Врач хмурился, а я понимала, что число, названное мной, ему не понравилось. Здесь явно какая-то накладочка вышла. По всей вероятности, тридцатое число с телефоном и путешествиями в лифте - это мой бред. Может тогда сегодня двадцать девятое апреля? Надо подумать, что было двадцать девятого. Но год, однозначно, пятнадцатый. На такой ответ доктор удовлетворенно кивнул, приблизился ко мне, заглядывая в глаза, и проговорил зловеще-страшным голосом, отдающим гулким эхом по стенам и болью в голове.
- Сегодня двадцать шестое апреля. С днем рождения, Оля.
Лицо его страшно исказилось, после чего у меня снова померкло в глазах, и я в очередной раз отключилась.

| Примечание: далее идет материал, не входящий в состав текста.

Issue #322, opened 2016-04-12
Rename createCindy to CindyJS


gagern:
It is customary that a package exports a single symbol, which is named as the package itself and which serves as the namespace containing all their public API of the module. In CindyJS the names are different: the package called `CindyJS` exports a symbol `createCindy`. It would be good to rename `createCindy` to `CindyJS`, while maintaining the former for a while for the sake of backwards compatibility. Probably with a deprecation notice to the web developer console.

strobelm:
Resolved by #348.

PR #348, opened 2016-05-20
Rename createCindy to CindyJS

gagern:
This implements #322. It's mostly a bulk rename, but I checked the diff of that rename manually, to make sure it doesn't do anything unintended. Nevertheless, it doesn't hurt if a second person has a look at this, too.

This is not an incompatible change, since the `createCindy` name is preserved for the time being. It's deprecated, though, and should be removed once we can be reasonably sure that all users of that old name have made the transition. Of course we'll need to adapt Cinderella first, to make sure that we won't be creating new uses of this deprecated name.

Some outstanding pull requests and other work in progress may be using the old name. Hopefully the forbidden pattern I introduced into the build system will spot such uses and pervent us from merging the branches in question until they have been adjusted.

The file name `ref/createCindy.md` was preserved for now. In the long run, we might want to change that to something better, but at the moment I don't have a good idea for this yet. The current name is as good as all the other bad ideas I had, so I'll keep it for now.

### DIFF
--- a/README.md
+++ b/README.md
@@ -79,7 +79,7 @@ and are accompanied by a suitable test case or demonstrating example
 
 ## Documentation
 
-[The `CindyJS` documentation]
+[The CindyJS API documentation]
 (https://github.com/CindyJS/CindyJS/blob/master/ref/createCindy.md)
 describes how to create a widget on an HTML page using this framework.
 
--- a/README.md
+++ b/README.md
@@ -79,7 +79,7 @@ and are accompanied by a suitable test case or demonstrating example
 
 ## Documentation
 
-[The `createCindy` documentation]
+[The `CindyJS` documentation]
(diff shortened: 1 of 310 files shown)


gagern:
Rebased and adjusted to take recent merges (particularly those involving CindyGL) into account.

strobelm:
@gagern the PR got some merge conflicts due to merges in the meantime (sorry for the delay in reviewing). Could you just rerun the renaming process? That should be faster than resolving the conflicts by hand.

gagern:
@strobelm: I no longer had the bulk rename commands in my bash history, so I ended up manually reviewing the commit conflicts and relying on the forbidden patterns to spot any other use cases of the old name. Hope I caught them all.

strobelm:
I clicked through the examples by hand, all seem to run fine. Merged.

Неизвестно через какое время я опять очнулась, но в этот раз бодрствовала достаточно долго. Подходила медсестра - меняла у меня емкости с лекарствами. Я даже попыталась ее расспросить о случившемся, но вышло не очень внятно - говорить все еще было затруднительно. Сама же медсестра отмахнулась от меня, сославшись на то, что все вопросы надо задавать врачу, и она не вправе ставить диагнозы и рассказывать о ходе лечения. Дальше пришла санитарка и провела со мной не очень приятные и даже жутко мучительные процедуры, а потом на какое-то время меня оставили в покое. Я прикрыла глаза и стала дальше складывать разлетевшиеся в разные стороны в моем сознании пазлы. Их до такой степени уже разнесло, что кажется и не соберешь никогда теперь.